L’instance panafricaine dont l’une des principales missions est de mettre en oeuvre des procédures administratives communes, découlant du régime uniforme de protection de la propriété industrielle, connait en effet depuis plusieurs mois, une sévère crise interne qui a entrainé de lourdes dissensions entre les membres de son Conseil d’administration. Au centre de la controverse, l’actuel Directeur générale (DG) Denis Bohoussou, sur qui pèse des soupçons de « mal gouvernance et de malversations financières mettant en péril les intérêts de l’Organisation ». Cet état de choses a d’ailleurs conduit à sa suspension le 14 octobre 2021. Une décision prise par l’ancienne présidente du conseil d’administration (PCA), la béninoise Shadiya Alimatou Assouman, qui n’a pas digéré son refus de faire exécuter la décision de faire auditer la gestion de l’organisation, ceci dans le seul et unique but de clarifier ses doutes et ainsi que ceux des administrateurs sur la gestion financière du DG, à la suite des multiples alertes du contrôleur financier.

De retour de Cotonou où il a été rétabli dans ses fonctions selon le site d’information de l’Oapi, Denis Bouhoussou n’a pas tardé à déterrer la hache de guerre. Dès le lendemain de sa reprise de service au siège de l’Organisation à Yaoundé où il n’a pas eu accès à son bureau pendant deux mois, l’Ivoirien a signé le 14 décembre une note de service portant affectation des membres du personnel. La note met ainsi en disgrâce certains employés. « Les règlements de compte ont commencé avec ces affectations. Il fallait s’y attendre et je ne pense pas qu’il (le DG, Ndlr) va s’arrêter là », souffle une source au sein de l’Oapi. Et la même source d’indiquer que l’acte posé par le DG est « juridiquement infondé ». Car la « résolution de son rétablissement dans ses fonctions n’est pas encore signée », même s’il a déjà repris le service.

DES PREUVES ACCABLANTES

Si Denis Bouhoussou agit avec autant de véhémence, c’est certainement parce qu’il sait que son avenir à la tête de l’Oapi est désormais incertain. En effet, les premiers résultats de l’audit de gestion mené par le Cabinet Mazars Cameroun SA recruté à cet effet le 5 novembre 2021, afin de clarifier les soupçons de malversations financières qui pèsent sur sa gestion notamment sur les exercices 2018, 2019 et 2020, discréditent fortement le DG. « L’audit réalisé a mis en évidence plusieurs opérations pouvant être assimilées à des actes anormaux de gestion ; plusieurs autres irrégularités et inexactitudes ; et des défaillances significatives du système de contrôle interne en place », note le Cabinet Mazars dans le résumé sommaire du rapport d’audit que nous avons pu consulter.

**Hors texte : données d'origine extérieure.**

PR #806, opened 2021-10-07
Bug fix: Network Explorer: Add freegeoip API key and split out tasks for country distributions 

mmsinclair:
This PR fixes up a bug in the country distribution tasks and hopefully improves the code structure by splitting out the tasks more.

- freegeoip requires an API key for 15,000 free requests per hour (and the API hostname has changed)
- country distribution is in a separate task that runs every 15 mins
- mix node cache refresh occurs every 10 minutes
- geolocation runs as a permanent task that picks off a mix node that hasn't been located (or where the location cache time has expired - 1 day) and is rate limited to run every 50ms (a variation on the suggestion by @futurechimp )
- error reporting has been improved by adding more `Error` types to the location `Result` to log when the explorer-api is being rate limited by freegoip and also when a mix node's IP address cannot be located (there are a few that can't be found)

Things that could be improved / ideas / concerns:
- the task timers (e.g. mix nodes refreshed every 10 mins, distribution every 15 mins, location cache TTL of 1 day) could be tweaked / fiddled with because I just picked some numbers out of the air
- the code structure can be improved, apologies in advance for my bad rusting
- the geolocation job could create a queue of the mix nodes to locate and pop them off, instead of the `for (...) { ... return; }` pattern (a throw back to my C++ days)

I am much happier with the location task picking things off every 50ms because it works better with the naive way we spawn tokio tasks. The service will actually stop now when a halt signal is sent.


explorer-api/src/country_statistics/distribution.rs
```diff
@@ -0,0 +1,57 @@
...
+                self.calculate_nodes_per_country().await;
+            }
+        });
+    }
+
+    /// Retrieves the current list of mixnodes from the validators and calculates how many nodes are in each country
+    async fn calculate_nodes_per_country(&mut self) {
+        let cache = self.state.inner.mix_nodes.get_location_cache().await;
+
+        let locations: Vec<&Location> = cache.values().flat_map(|i| i.location.as_ref()).collect();
```
jstuczyn: Any reason of constructing vec  of references rather than taking ownership of it? Because of it you end up having to clone `three_letter_iso_country_code` in line 39

explorer-api/src/country_statistics/distribution.rs
```diff
@@ -0,0 +1,57 @@
...
+        }
+
+        // replace the shared distribution to be the new distribution
+        self.state
+            .inner
+            .country_node_distribution
+            .set_all(distribution)
+            .await;
+
+        info!(
```
jstuczyn, line 55: It seems like it would be a lot of bloat if left in `info!()` log statement - perhaps it should be a `trace` or `debug`?

explorer-api/src/country_statistics/geolocate.rs
```diff
@@ -0,0 +1,139 @@
...
+                    }
+
+                    self.state
+                        .inner
+                        .mix_nodes
+                        .set_location(&cache_item.mix_node.identity_key, Some(location))
+                        .await;
+
+                    // one node has been located, so break out of the loop
+                    return;
```
jstuczyn, line 70: This will not break out of the loop but return from the function. Presumably you meant to use `break` or `continue`?

explorer-api/src/country_statistics/geolocate.rs
```diff
@@ -0,0 +1,139 @@
...
+                }
+                Err(e) => match e {
+                    LocateError::ReqwestError(e) => warn!(
+                        "❌ Oh no! Location for {} failed {}",
+                        cache_item.mix_node.host, e
+                    ),
+                    LocateError::NotFound(e) => {
+                            error!(
```
jstuczyn: Is this really an `error!`? Usually `error` implies some big underlying issue with the program that might cause inevitable crash. If we failed to locate one node, it's not really that big of an issue?

explorer-api/src/mix_nodes/tasks.rs
```diff
@@ -0,0 +1,26 @@
...
+        info!("Spawning mix nodes task runner...");
+        tokio::spawn(async move {
+            let mut interval_timer = tokio::time::interval(std::time::Duration::from_secs(60 * 60)); // every hour
+            loop {
+                // wait for the next interval tick
+                interval_timer.tick().await;
+
+                info!("Updating mix node cache...");
+                self.state.inner.mix_nodes.refresh().await;
+                info!("Done");
```
jstuczyn, line 22: This is just a side note, but it looks like a perfect use case for `tracing` - https://tokio.rs/blog/2019-08-tracing. We're not really going to know what this `Done` refers to due to logs coming from different places. But I think `tracing` spans solve that issue. Anyway, just wanted to point out existence of that library (and that's something I wanted to check out myself at some point)

jstuczyn (changes requested):

explorer-api/src/country_statistics/distribution.rs
mmsinclair: I find it useful because when there have been problems I can see in the logs what has been happening over time to the distribution value. When it runs it looks like:

```
Oct 07 10:49:12 localhost network-explorer-api[1514245]:  2021-10-07T10:49:12.590Z INFO  explorer_api::country_statistics::distribution > Mixnode country distribution done: {"CHE": 36, "FRA": 92, "UKR": 49, "HKG": 15, "LTU": 8, "BGR": 7, "USA": 731, "CHN": 39, "SGP": 92, "POL": 39, "SYC": 9, "KOR": 45, "FIN": 595, "CZE": 34, "TWN": 7, "ESP": 10, "NLD": 874, "DEU": 1390, "RUS": 353, "GBR": 157, "CYP": 3, "KAZ": 3, "AUS": 18, "ITA": 1, "CAN": 58, "IND": 14, "JPN": 115, "AUT": 1, "MDA": 37, "LVA": 33, "TUR": 1}
```

I do appreciate that it is a little on the noisy side, but then maybe no more noisy than say rocket:

```
Oct 07 10:47:15 localhost network-explorer-api[1514245]:  2021-10-07T10:47:15.407Z INFO  rocket::server                                 > GET /mix-node/54p2tNwikcf5mBiy2YeDSAkjZ1PvsgHC4VNkTnjjiyn4/delegations:
Oct 07 10:47:15 localhost network-explorer-api[1514245]:  2021-10-07T10:47:15.408Z INFO  _                                              > Matched: (get_delegations) GET /mix-node/<pubkey>/delegations
Oct 07 10:47:15 localhost network-explorer-api[1514245]:  2021-10-07T10:47:15.422Z INFO  rocket::server                                 > GET /mix-node/54p2tNwikcf5mBiy2YeDSAkjZ1PvsgHC4VNkTnjjiyn4/description:
Oct 07 10:47:15 localhost network-explorer-api[1514245]:  2021-10-07T10:47:15.423Z INFO  _                                              > Matched: (get_description) GET /mix-node/<pubkey>/description
Oct 07 10:47:15 localhost network-explorer-api[1514245]:  2021-10-07T10:47:15.450Z INFO  rocket::server                                 > GET /mix-node/54p2tNwikcf5mBiy2YeDSAkjZ1PvsgHC4VNkTnjjiyn4/stats:
Oct 07 10:47:15 localhost network-explorer-api[1514245]:  2021-10-07T10:47:15.450Z INFO  _                                              > Matched: (get_stats) GET /mix-node/<pubkey>/stats
Oct 07 10:47:15 localhost network-explorer-api[1514245]:  2021-10-07T10:47:15.473Z INFO  rocket::server                                 > GET /ping/54p2tNwikcf5mBiy2YeDSAkjZ1PvsgHC4VNkTnjjiyn4:
```

explorer-api/src/country_statistics/geolocate.rs
mmsinclair: I want it to return out of the function. I'll change the comment to say that.

explorer-api/src/country_statistics/geolocate.rs
mmsinclair: Yeah, used to having `fatal` to do that. Happy to change to `warn`.

explorer-api/src/mix_nodes/tasks.rs
mmsinclair: Yup, makes sense. At the moment, these logs do not go anywhere. On a system that aggregated them, trace ids would be very useful.

explorer-api/src/country_statistics/distribution.rs
mmsinclair: I was having `Option<...>` and `flat_map` issues - have found a better way...

jstuczyn (approved):

durch (approved):

PR #807, opened 2021-10-07
Search & PageSize for DataGrid (Mixnodes)

Aid19801:
This PR seeks to add Search and Page Size selector to the Universal Data Grid component.


fmtabbara:
The page size selection is good.

I would change the approach to the way search is set up.

Keep the search functionality local to  the components involved i.e. DataGrid and TableToolBar. I don't think any of it needs to be in the context as it's not shared elsewhere in the app.

I think the architecture should be something like

1. Have a filteredMixnodes state in PageMixnodes
2. On search value change
  if value length is 0 set filteredMixNodes to mixnodes (from context)
  if  value length is greater than 0 use mixnodes.filter(...) to filter the mixnodes (from context) based on the search term
3. Before filteredMixnodes are set do your formatting of data

onChange will be something like

```
const onChange = (e) => {
 const filtered = mixnodes.filter(m => {
  if (
    m.locationName.toLowerCase().includes(e.target.value.toLowerCase()) || 
    m.identitiyKey.toLowerCase().includes(e.target.value.toLowerCase()) ||
    etc..
  ){
   return m
  }
  const formatted = filtered.map(m => format(map))
  setFiltered(formatted)
})
}

```

explorer/src/pages/Mixnodes/index.tsx
```diff
@@ -46,24 +49,58 @@ const columns = [
...
 export const PageMixnodes: React.FC = () => {
   const { mixnodes } = useContext(MainContext);
-  const [rows, setRows] = React.useState();
+  const [filteredMixnodes, setFilteredMixnodes] = React.useState<MixNodeResponse | undefined>()
+  const [pageSize, setPageSize] = React.useState<string>("50");
+
+  const handleSearch = (event: React.ChangeEvent<HTMLInputElement>) => {
+    const st = event.target.value;
+    if (st === '' && mixnodes?.data) {
+      const formatted = mixnodeToGridRow(mixnodes?.data)
```
fmtabbara: We'll need a return type for this `mixnodeToGridRow` function as the shape of the data is changing. It will be something like this - 

```

type GridRowMixNode = {
  id: string;
  owner: string;
  location: string;
  identity_key: string;
  bond: number;
  host: string;
  layer: string;
};
```

explorer/src/pages/Mixnodes/index.tsx
```diff
@@ -46,24 +49,58 @@ const columns = [
...
+      setFilteredMixnodes(formatted)
+    } else {
+      const filtered = mixnodes?.data && mixnodes?.data.filter((m) => {
```
fmtabbara: instead of && use the optional chaining operator again

`mixnodes?.data?.filter`

explorer/src/pages/Mixnodes/index.tsx
```diff
@@ -46,24 +49,58 @@ const columns = [
 
 export const PageMixnodes: React.FC = () => {
   const { mixnodes } = useContext(MainContext);
-  const [rows, setRows] = React.useState();
+  const [filteredMixnodes, setFilteredMixnodes] = React.useState<MixNodeResponse | undefined>()
```
fmtabbara: This type will change to the one below. The shape of the data is being changed by the formatting function so no longer fits this type.

explorer/src/pages/Mixnodes/index.tsx
```diff
@@ -46,24 +49,58 @@ const columns = [
...
+      <TableToolbar
+        onChangeSearch={handleSearch}
+        onChangePageSize={handlePageSize}
+        pageSize={pageSize}
+      />
       <UniversalDataGrid
         loading={mixnodes?.isLoading}
         columnsData={columns}
-        rows={rows}
+        rows={filteredMixnodes}
```
fmtabbara: had an idea! what if we make this
```
rows={mixnodeToGridRow(filteredMixnodes)}
```
Then you won't have to call `mixnodeToGridRow` to format the data every time you want to call `setFilteredMixnodes`
*filteredMixnodes can remain as the current type*
You can get rid of all the calls to format in your handleSearch function

explorer/src/pages/Mixnodes/index.tsx
fmtabbara: IGNORE THIS :arrow_double_up: 
Keep the type the same and see my comment below (3 comments down)

explorer/src/pages/Mixnodes/index.tsx
Aid19801: Optional chaining has been a bit playful for me. Will show you an example when I next encounter it.

explorer/src/pages/Mixnodes/index.tsx
Aid19801: Yes, bit of tweaking again, but works great. Thanks.

explorer/src/pages/Mixnodes/index.tsx
Aid19801: As discussed in priv chat, Optional Chaining issue killed; learned that u can add the O/Ch just before .filter() and .map() too. So everyday's a school day.

explorer/src/pages/Mixnodes/index.tsx
```diff
@@ -46,24 +49,57 @@ const columns = [
...
 export const PageMixnodes: React.FC = () => {
   const { mixnodes } = useContext(MainContext);
-  const [rows, setRows] = React.useState();
+  const [filteredMixnodes, setFilteredMixnodes] = React.useState<MixNodeResponse>([])
+  const [pageSize, setPageSize] = React.useState<string>("50");
+
+  const handleSearch = (event: React.ChangeEvent<HTMLInputElement>) => {
+    const st = event.target.value;
+    if (st === '' && mixnodes?.data) {
+      // const formatted = mixnodeToGridRow(mixnodes?.data)
```
fmtabbara: remove commented code

explorer/src/pages/Mixnodes/index.tsx
```diff
@@ -46,24 +49,57 @@ const columns = [
...
+  };
 
   React.useEffect(() => {
-    if (mixnodes?.data !== undefined) {
-      const formattedRows = mixnodeToGridRow(mixnodes.data);
-      setRows(formattedRows);
-    };
-  }, [mixnodes])
+    if (mixnodes?.data) {
+      // const formatted = mixnodeToGridRow(mixnodes?.data)
```
fmtabbara: remove commented code

fmtabbara (approved):

PR #810, opened 2021-10-08
Feature/resending rewards on timeout

jstuczyn:


common/client-libs/validator-client/src/nymd/error.rs
```diff
@@ -98,3 +100,48 @@ pub enum NymdError {
...
+            NymdError::TendermintError(tm_err) => {
+                if tm_err.code() == Code::InternalError {
+                    // 0.34 (and earlier) versions of tendermint seemed to be using phrase "timed out waiting ..."
+                    // (https://github.com/tendermint/tendermint/blob/v0.34.13/rpc/core/mempool.go#L124)
+                    // while 0.35+ has "timeout waiting for ..."
+                    // https://github.com/tendermint/tendermint/blob/v0.35.0-rc3/internal/rpc/core/mempool.go#L99
+                    // note that as of the time of writing this comment (08.10.2021), the most recent version
+                    // of cosmos-sdk (v0.44.1) uses tendermint 0.34.13
+                    if let Some(data) = tm_err.data() {
+                        data.contains("timed out") || data.contains("timeout")
```
durch, line 116: Don't like this one bit, but looks like its the best we can do :/

durch (approved):

common/client-libs/validator-client/src/nymd/error.rs
jstuczyn: Me neither... me neither...

PR #822, opened 2021-10-13
Change false to true, as for mixnodes

neacsu:


jstuczyn (approved):
Good catch. I already found and fixed it on my branch. It was very confusing at first 😂

PR #824, opened 2021-10-14
Flag to only run coconut-related functionalities

jstuczyn:
As requested by @mmsinclair


mmsinclair:
I'm happy with the result 😀 

@durch @neacsu ?

durch (approved):

PR #828, opened 2021-10-15
Updated CODEOWNERS

jstuczyn:


mmsinclair:
I think it is a good start 😀   

We should try it out and refine it as we find things that are annoying / unnecessary

mmsinclair (approved):

PR #831, opened 2021-10-19
update app name and icons

fmtabbara:
PR to update 

- Application name from `tauri-wallet` to `nym-wallet`
- Application icons from tauri to nym


tommyv1987 (approved):
Yep, looks good.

Les opérations pouvant être requalifiées en actes anormaux de gestion, portent ainsi sur un total de 397,3 millions de Fcfa. En détail, la société d’expertise comptable et de commissariat aux comptes a ainsi relevé : un manque à gagner estimé sur la période sous revue à 104 millions de Fcfa, au sujet des placements en compte courant non rémunéré des recettes issues du protocole de Madrid sur les marques et de l’Arrangement de La Haye sur les dessins et modèles industriels ; un manque à gagner estimé à 29 millions de Fcfa quant à la non reconduction du dépôt à terme de 2 milliards de Fcfa ouvert à UBA et son non placement dans une autre banque pendant trois mois et 10 jours (106 jours), contrairement aux dispositions de l’article 105 du règlement financier du 11 décembre 2017, prescrivant systématiquement le placement en DAT des fonds non utilisés ; le non prélèvement des intérêts de retard sur 3 contrats entrainant un préjudice estimé à 108 millions de Fcfa au 31 décembre 2020, un montant qui pourrait être ramené à 55 millions dans le cas où le solde à percevoir au 31 décembre 2020 soit 53 millions de Fcfa, est prélevé sur les intérêts de retard ; les gratifications versées au commissaire aux comptes pour un montant de 15,5 millions de Fcfa en violation des dispositions de l’article 40 de la Loi n° 2011/009 du 06 mai 2011 relative à l’exercice de la profession comptable libérale au Cameroun ; une perte de 26 millions de Fcfa due à la non retenue à la source du solde de l’avance de démarrage versée au prestataire Ceco BTP dans le cadre de la construction du Centre de documentation de la propriété intellectuelle de Lomé ; l’absence de cadre de rémunération pour les personnels engagés en contrat à durée déterminée induisant le bénéfice d’indemnités et avantages inéligibles évalués à 114,8 millions de Fcfa.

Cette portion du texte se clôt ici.